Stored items
▽
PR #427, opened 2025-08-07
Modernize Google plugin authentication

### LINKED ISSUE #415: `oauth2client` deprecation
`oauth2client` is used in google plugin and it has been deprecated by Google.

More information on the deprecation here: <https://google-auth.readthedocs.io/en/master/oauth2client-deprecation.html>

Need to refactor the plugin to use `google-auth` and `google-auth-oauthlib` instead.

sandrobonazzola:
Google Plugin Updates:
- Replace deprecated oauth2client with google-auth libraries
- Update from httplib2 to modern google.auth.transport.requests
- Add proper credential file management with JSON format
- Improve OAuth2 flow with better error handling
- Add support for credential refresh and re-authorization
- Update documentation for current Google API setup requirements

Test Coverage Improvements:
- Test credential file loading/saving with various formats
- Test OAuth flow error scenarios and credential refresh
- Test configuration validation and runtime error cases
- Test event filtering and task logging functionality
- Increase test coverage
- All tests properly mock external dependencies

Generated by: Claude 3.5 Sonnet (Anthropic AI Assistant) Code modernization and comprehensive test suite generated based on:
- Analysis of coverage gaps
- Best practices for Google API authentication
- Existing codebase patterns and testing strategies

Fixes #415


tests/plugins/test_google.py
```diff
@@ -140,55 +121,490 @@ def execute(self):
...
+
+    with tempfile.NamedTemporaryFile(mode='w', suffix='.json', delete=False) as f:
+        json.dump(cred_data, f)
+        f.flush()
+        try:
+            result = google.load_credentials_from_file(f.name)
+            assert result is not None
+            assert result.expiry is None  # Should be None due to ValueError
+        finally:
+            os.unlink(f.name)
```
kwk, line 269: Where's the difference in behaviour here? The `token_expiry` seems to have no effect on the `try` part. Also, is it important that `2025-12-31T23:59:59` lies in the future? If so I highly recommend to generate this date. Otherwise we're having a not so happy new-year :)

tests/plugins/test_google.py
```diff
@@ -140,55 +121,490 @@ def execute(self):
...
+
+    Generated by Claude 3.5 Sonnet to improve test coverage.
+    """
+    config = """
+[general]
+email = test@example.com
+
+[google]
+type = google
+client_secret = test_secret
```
△
**Task to carry out**: Count how many lines in the data above hold "None", and give that number by itself.

**Result for this exercise**: 2